The farm organisation was responding to a number of comments from EU officials indicating a desire to get the deal finalised by the end of the current commission’s term of office, which concludes after the European elections in June.

Speaking last week, the European Commissioner for Trade Valdis Dombrovskis said that a conclusion of talks with the South American trade bloc (comprised of Brazil, Argentina, Paraguay, Uruguay) is “within reach” before the elections.

“We work to to seize this opportunity, which is of major geopolitical importance,” Commissioner Dombrovskis said.

However, ICMSA president Denis Drennan said it is unlikely that agreement would be reached, given the scale of current farmers protests and dissatisfaction across the EU, particularly in France and Germany.

“Even the idea that a deal can be rushed through before the commission’s mandate expires is as astonishing as it is demoralising,” Drennan said.

He called on Taoiseach Leo Varadkar to “signal immediately” Ireland’s opposition to any attempt to get the deal finalised before the elections, claiming that facilitating “mass importation” of South American beef would entail an “entirely predictable environmental disaster”.

“Irish farmers, still reeling from the severity of the restrictions and cuts that the government have hit us with in the name of climate mitigation, will read with disbelief the reports that the EU trade commissioner has expressed optimism about reaching a deal with the Mercosur bloc before the European elections this June,” Drennan said.

“The principal commodity that the Mercosur countries have to export to the EU is beef… In the event of a trade agreement being reached, those exports will be increased and produced off cleared forests.

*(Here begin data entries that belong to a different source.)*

PR #567, opened 2025-03-12
feat: share lists tracking events

nickskalkin:

### Description

Added a few events to track our experimental "share lists" functionality:

image

We already have a `Share` event which allows us to track when user clicks the "Copy URL" button, but we were missing clicks on the "Share" button itself, and the "Open in the new tab" button.

I've also added an event to track when someone opens shared collections.

### DIFF
--- a/src/Schema/Events/ArtworkLists.ts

That’s not the opinion of farmers’ groups. It’s the opinion of every reputable analysis of the situation.”

“To facilitate EU [technology] and financial exports to South America, the EU proposes to facilitate South American beef imports here that will wipe out what is left of indigenous EU beef production, while inflicting cataclysmic damage to the most important forestry left on the planet,” Drennan commented.

The ICMSA president accused the European Commission of “political deafness” on the issue, claiming that the Mercosur agreement would “negate every single environmental measure that the EU has carried through in a decade”.

Drennan called on the Irish government to begin coordinating a group of member states to end any prospect of the EU-Mercosur deal being ratified.

“Nothing less than the credibility of the EU to ever talk on the environment is on the line here,” he said, labelling the environmental guarantees the commission says it is seeking from the Mercosur countries as a “joke”.